Top of Given data

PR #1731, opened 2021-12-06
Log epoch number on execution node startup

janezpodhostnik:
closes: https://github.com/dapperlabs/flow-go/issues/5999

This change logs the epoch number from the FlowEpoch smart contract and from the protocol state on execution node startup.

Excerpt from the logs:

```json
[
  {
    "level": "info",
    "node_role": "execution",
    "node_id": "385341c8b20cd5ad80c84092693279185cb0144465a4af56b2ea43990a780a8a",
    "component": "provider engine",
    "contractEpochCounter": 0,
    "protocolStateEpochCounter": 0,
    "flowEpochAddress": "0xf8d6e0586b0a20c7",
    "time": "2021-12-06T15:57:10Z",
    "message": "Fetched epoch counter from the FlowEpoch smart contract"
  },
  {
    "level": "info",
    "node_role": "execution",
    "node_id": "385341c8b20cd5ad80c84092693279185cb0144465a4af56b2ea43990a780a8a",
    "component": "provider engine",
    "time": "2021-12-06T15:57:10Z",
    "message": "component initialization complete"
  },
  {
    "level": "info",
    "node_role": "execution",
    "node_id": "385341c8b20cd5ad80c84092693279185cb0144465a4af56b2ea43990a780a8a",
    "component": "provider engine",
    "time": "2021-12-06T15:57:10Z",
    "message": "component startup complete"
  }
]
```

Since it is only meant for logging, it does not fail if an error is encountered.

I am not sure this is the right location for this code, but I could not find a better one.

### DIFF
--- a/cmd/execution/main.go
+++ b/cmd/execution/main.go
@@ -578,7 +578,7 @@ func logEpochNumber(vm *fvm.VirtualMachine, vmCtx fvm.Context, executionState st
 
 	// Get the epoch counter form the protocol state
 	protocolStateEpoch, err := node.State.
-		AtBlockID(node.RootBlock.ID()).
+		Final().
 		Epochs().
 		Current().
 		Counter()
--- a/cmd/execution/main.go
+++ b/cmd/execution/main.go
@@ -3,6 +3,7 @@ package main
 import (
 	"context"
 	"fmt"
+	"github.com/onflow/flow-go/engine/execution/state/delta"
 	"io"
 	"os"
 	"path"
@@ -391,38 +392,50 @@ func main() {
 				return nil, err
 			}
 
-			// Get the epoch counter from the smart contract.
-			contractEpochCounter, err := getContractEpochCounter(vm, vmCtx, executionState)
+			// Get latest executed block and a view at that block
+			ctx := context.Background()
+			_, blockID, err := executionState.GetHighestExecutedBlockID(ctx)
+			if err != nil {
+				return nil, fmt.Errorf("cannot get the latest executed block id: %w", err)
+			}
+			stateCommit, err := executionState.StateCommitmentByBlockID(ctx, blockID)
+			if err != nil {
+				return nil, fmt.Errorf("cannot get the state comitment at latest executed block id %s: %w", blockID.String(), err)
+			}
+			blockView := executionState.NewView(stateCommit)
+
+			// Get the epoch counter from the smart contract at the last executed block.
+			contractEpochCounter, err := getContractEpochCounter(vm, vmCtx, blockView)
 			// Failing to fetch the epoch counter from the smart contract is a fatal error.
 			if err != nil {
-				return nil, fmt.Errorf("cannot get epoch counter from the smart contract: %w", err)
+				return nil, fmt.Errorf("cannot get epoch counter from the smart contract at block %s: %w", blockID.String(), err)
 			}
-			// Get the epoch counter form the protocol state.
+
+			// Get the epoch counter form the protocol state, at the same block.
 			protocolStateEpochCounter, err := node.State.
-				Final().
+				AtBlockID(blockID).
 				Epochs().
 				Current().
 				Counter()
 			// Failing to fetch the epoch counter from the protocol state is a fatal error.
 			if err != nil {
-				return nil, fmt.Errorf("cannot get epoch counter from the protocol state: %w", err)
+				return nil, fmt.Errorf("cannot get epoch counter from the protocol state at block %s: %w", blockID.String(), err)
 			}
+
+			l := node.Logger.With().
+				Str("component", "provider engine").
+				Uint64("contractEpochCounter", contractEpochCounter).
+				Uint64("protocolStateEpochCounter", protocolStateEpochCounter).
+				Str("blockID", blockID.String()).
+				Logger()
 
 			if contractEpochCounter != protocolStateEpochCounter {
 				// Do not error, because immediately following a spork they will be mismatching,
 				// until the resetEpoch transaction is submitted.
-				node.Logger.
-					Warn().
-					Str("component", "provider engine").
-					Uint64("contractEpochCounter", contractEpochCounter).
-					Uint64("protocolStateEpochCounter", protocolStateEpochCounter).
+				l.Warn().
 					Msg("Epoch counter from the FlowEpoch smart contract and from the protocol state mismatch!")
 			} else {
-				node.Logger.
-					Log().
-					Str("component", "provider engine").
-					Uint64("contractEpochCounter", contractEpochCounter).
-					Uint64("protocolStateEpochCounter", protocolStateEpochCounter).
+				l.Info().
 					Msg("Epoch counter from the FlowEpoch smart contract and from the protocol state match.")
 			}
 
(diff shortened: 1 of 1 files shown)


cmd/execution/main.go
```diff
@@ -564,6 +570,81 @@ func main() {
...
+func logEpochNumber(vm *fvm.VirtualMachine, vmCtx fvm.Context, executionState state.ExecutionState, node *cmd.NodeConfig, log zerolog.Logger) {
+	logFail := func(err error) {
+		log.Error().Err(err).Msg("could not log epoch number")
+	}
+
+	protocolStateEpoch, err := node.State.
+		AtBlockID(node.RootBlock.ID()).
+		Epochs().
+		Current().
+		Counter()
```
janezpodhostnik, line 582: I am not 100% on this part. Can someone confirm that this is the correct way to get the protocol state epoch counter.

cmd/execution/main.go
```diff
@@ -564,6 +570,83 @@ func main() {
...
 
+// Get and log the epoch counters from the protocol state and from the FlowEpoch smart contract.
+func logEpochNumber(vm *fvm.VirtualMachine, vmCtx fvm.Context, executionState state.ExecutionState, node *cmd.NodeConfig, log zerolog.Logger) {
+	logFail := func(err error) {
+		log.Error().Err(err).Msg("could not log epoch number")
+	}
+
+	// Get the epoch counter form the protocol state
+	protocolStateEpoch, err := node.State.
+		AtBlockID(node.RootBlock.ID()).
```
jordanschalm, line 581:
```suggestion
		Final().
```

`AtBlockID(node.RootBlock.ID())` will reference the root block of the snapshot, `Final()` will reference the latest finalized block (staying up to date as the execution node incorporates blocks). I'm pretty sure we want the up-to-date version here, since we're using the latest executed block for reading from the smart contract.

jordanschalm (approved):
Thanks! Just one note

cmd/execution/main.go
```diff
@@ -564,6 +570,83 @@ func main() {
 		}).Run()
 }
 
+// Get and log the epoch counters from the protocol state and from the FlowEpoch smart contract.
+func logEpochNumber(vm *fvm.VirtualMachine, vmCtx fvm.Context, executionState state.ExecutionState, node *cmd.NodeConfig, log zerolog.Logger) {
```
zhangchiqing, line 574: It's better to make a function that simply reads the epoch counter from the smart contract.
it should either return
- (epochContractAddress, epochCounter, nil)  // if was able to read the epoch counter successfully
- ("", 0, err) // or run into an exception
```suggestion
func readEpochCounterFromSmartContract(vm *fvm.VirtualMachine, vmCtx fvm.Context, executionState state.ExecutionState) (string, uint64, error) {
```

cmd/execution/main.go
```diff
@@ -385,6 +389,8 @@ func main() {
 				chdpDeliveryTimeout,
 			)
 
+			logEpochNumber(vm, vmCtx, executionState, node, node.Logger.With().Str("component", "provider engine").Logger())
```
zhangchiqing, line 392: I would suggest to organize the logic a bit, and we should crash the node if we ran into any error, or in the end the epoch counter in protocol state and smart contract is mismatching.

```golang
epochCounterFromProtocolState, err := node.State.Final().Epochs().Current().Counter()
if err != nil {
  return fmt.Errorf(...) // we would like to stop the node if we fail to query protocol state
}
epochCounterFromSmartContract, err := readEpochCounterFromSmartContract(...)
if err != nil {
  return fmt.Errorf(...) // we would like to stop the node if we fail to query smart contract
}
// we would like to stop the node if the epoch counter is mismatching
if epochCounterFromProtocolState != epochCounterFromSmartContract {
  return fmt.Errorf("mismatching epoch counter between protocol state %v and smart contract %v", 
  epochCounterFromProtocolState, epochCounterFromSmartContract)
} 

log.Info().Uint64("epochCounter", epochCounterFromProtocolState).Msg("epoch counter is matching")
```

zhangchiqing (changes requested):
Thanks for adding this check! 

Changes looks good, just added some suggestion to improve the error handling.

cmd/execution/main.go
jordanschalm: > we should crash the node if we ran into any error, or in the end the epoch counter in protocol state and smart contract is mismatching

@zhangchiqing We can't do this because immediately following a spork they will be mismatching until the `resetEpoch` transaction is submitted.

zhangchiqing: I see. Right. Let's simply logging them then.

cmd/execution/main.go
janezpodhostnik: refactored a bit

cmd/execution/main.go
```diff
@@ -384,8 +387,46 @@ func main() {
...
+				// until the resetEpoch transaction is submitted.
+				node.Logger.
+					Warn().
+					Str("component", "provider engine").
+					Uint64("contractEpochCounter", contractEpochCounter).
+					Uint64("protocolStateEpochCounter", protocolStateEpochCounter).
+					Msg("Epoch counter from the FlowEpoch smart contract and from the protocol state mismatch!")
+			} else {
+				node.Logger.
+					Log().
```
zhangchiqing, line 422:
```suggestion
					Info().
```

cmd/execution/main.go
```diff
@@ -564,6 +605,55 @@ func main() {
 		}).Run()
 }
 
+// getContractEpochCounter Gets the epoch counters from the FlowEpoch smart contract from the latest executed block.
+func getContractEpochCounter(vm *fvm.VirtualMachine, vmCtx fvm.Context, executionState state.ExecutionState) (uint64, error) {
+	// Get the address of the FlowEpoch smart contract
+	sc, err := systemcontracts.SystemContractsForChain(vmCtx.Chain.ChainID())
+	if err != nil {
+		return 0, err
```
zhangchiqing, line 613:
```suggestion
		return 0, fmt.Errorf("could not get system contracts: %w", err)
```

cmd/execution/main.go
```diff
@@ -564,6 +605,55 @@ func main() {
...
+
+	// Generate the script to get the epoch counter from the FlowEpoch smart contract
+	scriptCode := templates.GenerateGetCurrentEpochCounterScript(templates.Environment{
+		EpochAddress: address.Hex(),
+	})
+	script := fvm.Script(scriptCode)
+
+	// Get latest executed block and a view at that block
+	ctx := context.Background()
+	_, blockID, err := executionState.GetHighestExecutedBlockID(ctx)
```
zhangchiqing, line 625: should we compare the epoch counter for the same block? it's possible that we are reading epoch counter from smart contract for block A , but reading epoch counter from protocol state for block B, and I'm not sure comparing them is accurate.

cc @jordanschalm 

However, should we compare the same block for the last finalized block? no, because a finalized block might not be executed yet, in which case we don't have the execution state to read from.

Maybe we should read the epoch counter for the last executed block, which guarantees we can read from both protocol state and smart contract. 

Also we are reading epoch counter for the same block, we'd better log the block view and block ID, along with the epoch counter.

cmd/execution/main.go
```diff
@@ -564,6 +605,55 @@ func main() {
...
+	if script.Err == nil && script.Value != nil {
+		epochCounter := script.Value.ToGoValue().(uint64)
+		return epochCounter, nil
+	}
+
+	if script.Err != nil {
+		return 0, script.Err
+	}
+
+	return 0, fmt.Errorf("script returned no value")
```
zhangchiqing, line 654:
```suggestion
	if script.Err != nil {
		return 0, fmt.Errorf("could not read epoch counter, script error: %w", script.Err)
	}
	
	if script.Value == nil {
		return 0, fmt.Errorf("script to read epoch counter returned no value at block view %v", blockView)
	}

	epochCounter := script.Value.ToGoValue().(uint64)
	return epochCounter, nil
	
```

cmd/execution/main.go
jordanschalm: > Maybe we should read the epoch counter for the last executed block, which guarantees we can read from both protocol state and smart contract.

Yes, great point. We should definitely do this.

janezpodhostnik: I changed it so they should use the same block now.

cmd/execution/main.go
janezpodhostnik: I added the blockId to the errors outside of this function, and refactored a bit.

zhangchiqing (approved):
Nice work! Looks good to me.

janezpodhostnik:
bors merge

Bottom of Given data
Top of Given data

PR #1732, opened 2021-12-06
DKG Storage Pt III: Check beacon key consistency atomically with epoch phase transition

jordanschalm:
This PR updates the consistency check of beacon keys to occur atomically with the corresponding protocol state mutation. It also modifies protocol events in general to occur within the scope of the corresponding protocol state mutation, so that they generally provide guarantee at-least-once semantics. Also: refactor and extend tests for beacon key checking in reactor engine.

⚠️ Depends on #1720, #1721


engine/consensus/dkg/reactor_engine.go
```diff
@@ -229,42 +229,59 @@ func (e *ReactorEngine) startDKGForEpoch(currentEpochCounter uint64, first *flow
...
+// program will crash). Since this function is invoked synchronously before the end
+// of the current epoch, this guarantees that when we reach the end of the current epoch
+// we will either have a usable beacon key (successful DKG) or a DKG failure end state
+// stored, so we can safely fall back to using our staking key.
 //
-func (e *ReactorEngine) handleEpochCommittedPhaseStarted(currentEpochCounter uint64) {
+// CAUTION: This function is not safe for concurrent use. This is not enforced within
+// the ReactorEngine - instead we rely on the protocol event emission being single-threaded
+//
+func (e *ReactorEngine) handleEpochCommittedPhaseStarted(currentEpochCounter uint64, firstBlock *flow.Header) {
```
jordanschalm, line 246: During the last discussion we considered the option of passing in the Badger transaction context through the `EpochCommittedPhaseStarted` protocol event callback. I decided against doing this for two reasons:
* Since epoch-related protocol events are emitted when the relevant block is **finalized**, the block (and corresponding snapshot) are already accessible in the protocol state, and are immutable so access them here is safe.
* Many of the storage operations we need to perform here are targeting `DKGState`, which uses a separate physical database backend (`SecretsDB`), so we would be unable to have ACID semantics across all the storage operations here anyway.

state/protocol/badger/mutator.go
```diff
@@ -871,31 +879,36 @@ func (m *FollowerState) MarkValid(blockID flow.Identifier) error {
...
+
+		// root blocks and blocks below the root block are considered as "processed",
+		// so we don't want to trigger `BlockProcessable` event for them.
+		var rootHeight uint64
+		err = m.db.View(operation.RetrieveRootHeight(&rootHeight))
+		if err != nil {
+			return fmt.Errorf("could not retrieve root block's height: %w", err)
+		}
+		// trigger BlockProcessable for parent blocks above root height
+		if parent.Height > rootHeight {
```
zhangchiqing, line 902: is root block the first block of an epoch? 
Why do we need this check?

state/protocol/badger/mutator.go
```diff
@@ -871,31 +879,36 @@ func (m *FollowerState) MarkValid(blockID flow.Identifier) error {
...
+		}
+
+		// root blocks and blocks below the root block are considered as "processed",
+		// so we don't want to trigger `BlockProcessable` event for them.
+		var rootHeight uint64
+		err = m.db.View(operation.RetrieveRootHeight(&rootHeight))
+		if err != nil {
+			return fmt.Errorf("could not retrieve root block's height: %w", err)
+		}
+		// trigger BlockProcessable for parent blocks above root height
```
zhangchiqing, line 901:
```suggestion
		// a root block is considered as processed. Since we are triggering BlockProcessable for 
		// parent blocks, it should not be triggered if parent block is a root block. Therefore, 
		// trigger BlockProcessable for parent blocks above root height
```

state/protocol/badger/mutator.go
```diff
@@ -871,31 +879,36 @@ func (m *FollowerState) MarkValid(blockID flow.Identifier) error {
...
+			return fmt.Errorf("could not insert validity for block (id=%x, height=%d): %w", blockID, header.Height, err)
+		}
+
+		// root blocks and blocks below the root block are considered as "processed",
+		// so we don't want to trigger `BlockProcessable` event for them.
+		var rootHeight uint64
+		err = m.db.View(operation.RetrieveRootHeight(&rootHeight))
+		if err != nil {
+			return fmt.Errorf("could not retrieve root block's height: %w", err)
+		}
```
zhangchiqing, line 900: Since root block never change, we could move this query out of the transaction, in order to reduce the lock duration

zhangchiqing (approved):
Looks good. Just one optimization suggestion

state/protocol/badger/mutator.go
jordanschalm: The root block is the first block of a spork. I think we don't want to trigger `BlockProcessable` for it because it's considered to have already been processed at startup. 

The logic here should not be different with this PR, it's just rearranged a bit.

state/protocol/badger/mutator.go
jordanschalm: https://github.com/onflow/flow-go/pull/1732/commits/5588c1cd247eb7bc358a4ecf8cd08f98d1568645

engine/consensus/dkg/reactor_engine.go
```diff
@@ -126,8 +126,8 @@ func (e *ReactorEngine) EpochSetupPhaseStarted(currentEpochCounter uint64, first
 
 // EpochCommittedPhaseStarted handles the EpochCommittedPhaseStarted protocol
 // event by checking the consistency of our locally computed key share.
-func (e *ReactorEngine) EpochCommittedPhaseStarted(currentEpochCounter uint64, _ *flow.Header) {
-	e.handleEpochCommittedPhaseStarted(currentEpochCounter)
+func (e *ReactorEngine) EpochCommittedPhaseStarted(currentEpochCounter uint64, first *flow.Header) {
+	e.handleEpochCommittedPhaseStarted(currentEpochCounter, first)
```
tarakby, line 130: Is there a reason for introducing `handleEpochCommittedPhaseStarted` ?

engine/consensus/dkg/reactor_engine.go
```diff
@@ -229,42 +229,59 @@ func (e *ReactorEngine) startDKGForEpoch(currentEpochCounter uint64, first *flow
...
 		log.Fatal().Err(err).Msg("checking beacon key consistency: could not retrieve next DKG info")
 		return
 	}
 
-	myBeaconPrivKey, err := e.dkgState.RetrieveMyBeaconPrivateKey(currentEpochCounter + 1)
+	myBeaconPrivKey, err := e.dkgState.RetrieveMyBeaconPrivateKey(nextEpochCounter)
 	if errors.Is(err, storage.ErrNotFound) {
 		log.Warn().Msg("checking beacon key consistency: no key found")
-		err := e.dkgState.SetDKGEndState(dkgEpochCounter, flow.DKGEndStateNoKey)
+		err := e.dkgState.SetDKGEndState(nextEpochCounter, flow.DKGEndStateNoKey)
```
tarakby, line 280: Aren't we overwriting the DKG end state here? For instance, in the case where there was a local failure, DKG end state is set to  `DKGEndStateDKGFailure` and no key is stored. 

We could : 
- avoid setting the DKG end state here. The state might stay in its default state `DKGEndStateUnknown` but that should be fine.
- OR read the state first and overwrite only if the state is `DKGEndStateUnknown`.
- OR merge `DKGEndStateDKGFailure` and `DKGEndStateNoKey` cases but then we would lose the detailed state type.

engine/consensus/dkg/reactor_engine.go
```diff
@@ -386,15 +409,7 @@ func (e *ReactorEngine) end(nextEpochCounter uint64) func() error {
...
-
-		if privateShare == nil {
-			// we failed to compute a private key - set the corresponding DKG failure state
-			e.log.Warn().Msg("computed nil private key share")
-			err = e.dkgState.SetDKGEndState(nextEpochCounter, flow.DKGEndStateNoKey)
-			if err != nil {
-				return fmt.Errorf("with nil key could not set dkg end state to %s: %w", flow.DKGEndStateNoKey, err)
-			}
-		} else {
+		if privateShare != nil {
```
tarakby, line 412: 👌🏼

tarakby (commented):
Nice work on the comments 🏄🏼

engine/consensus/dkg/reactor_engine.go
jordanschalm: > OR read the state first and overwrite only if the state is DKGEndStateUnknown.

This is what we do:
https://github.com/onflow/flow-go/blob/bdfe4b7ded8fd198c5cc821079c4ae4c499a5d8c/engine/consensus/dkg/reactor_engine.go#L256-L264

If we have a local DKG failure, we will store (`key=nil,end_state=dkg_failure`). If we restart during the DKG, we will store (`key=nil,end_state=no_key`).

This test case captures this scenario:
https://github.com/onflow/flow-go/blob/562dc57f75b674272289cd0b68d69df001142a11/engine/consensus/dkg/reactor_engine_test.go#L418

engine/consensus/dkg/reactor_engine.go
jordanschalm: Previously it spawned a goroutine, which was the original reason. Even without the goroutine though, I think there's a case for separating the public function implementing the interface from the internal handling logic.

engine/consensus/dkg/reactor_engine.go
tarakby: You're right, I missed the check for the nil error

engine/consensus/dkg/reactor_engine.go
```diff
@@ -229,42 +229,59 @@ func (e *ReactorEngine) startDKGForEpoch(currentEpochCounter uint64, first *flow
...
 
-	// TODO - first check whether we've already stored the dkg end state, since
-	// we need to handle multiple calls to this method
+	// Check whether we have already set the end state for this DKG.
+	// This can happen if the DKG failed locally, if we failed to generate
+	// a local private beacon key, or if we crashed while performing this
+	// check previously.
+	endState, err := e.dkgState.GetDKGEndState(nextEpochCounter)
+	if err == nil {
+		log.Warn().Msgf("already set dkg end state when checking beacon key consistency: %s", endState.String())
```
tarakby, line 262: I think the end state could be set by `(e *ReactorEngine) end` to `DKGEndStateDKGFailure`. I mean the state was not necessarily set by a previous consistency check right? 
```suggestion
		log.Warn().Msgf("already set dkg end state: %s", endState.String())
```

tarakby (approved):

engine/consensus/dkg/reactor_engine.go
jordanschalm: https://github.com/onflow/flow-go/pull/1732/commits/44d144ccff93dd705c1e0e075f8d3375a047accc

Bottom of Given data

• [What to work on] Select every line of the records holding the string "SetDKGEndState".

• [Answer]
-		err := e.dkgState.SetDKGEndState(dkgEpochCounter, flow.DKGEndStateNoKey)
+		err := e.dkgState.SetDKGEndState(nextEpochCounter, flow.DKGEndStateNoKey)
-			err = e.dkgState.SetDKGEndState(nextEpochCounter, flow.DKGEndStateNoKey)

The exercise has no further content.